Grade Inflation

I’m not talking about “B students”, but about A students who have Bs in English. We don’t get “B students” asking about CS at MIT either.

Actually, let me retract that. We do get B students who ask about CS or engineering (or business) at colleges with very low acceptance rates.

My point is that there are really no such things as objectively “easy” or “difficult” majors. Different people have different talents and at different levels. Popular majors attract more students whose talents do not match the major.

Again, very few students major in English unless they have the passion for the field, and this generally includes the required talents for doing well in these fields. On the other hand, the majority of the students who choose popular majors like CS or business are doing so because of the money making potential and/or prestige of these fields. Some of these may not have a huge passion for the field, but have the required talents.
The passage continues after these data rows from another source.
PR #475, opened 2016-09-11
Allows for inline modifier. Fixes #466.

### LINKED ISSUE #466: Support Inline as a modifier

manub:
- A new Dialect for Paradise, which allows inline, has been created.
 - Defined inline modifier only, valid only for Dotty and Paradise. Other dialects work as before.

### DIFF
--- a/scalameta/dialects/src/main/scala/scala/meta/dialects/package.scala
+++ b/scalameta/dialects/src/main/scala/scala/meta/dialects/package.scala
@@ -29,6 +29,9 @@ import scala.compat.Platform.EOL
   // might go ahead and drop support completely.
   def allowXmlLiterals: Boolean
 
+  // Are inline vals and defs supported by this dialect?
+  def allowInline: Boolean
+
   // Permission to parse unquotes.
   // Necessary to support quasiquotes, e.g. `q"$x + $y"`.
   def allowUnquotes: Boolean = metalevel.isQuoted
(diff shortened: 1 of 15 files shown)


xeno-by:
Brilliant work, @manub! It was a pleasure to hack with you today.

scalameta/dialects/src/main/scala/scala/meta/dialects/package.scala
```diff
@@ -88,17 +94,31 @@ package object dialects {
...
     def allowXmlLiterals = Scala210.allowXmlLiterals
+    def allowInline = false
     def allowSpliceUnderscore = true // SI-7715, only fixed in 2.11.0-M5
     def allowToplevelTerms = Scala210.allowToplevelTerms
     def toplevelSeparator = Scala210.toplevelSeparator
     def metalevel = Metalevel.Zero
     private def writeReplace(): AnyRef = new Dialect.SerializationProxy(this)
   }
 
+  @leaf implicit object Paradise extends Dialect {
```
DavidDudson: Just a really quick comment.

This seems to depend heavily on Scala 2.11. With Scala 2.12 in RC now, 2.12 is just around the corner. Can we change the name of this to Paradise_211? Also can we write the same code to work for both Paradise_211 and Paradise_212? @xeno-by correct me if I'm confused. I may have missed something in the Pre-SIP

xeno-by: I didn't want to overengineer this, since for the time being 2.11 is going to be the only supported Scala version for Paradise 3.x. But migration is actually a valid concern. I'll rename this to `Paradise211` now.

DavidDudson: Fair enough. Thanks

Of course, in many cases, classes are made artificially difficult or easy, but that is often determined, by top-down pressures from administrators who want to see higher retention of who are bowing to pressure from entitled parents.

On reflection, I will have to agree with you, since a good amount of the grade inflation does have to do with pressures on the administrations, which are then shifted to the faculty. that is why it is seen more in colleges that either have very wealthy and powerful parents of students, or which have serious retention issues for students.
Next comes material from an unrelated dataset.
PR #480, opened 2016-09-13
Fix #476: Add support for arg quasiquote

### LINKED ISSUE #476: Case class are not parsed on LHS quasiquotes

However, that is not why some majors have higher GPAs than others. There are many reasons for that, including what I wrote about above. What is also true is that a person cannot use teh average GPA of a major as an indicator of how “difficult” it is.
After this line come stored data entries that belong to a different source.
PR #481, opened 2016-09-13
Fix #468: Add support for arg quasiquote

### LINKED ISSUE #468: quasiquote are unable to get parameter list
It seems hard to get parameter list using quasiquote. See the code below:
```scala
@ import scala.meta._
@ val q"case class $name($list)" = q"case class A(a:Int)"
cmd21.sc:1: identifier expected but ) found
val q"case class $name($list)" = q"case class A(a:Int)"
                            ^
Compilation Failed
```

Something else that confounds the use of college data for this is the fact that some topics are taught better in high school than others. In my experience, and this is true for many other people with whom I have spoken, there are far more good English teachers in high school than there are good math teachers. On average, I think that more English majors have been prepared well for their major than Engineering/CS majors.

Of course, what is taught in high school also matter. Some topics have curricula which better prepare students for the major than others. Nothing that students learn in high school, really prepares them for philosophy. If math was taught better, that would help, but it’s not.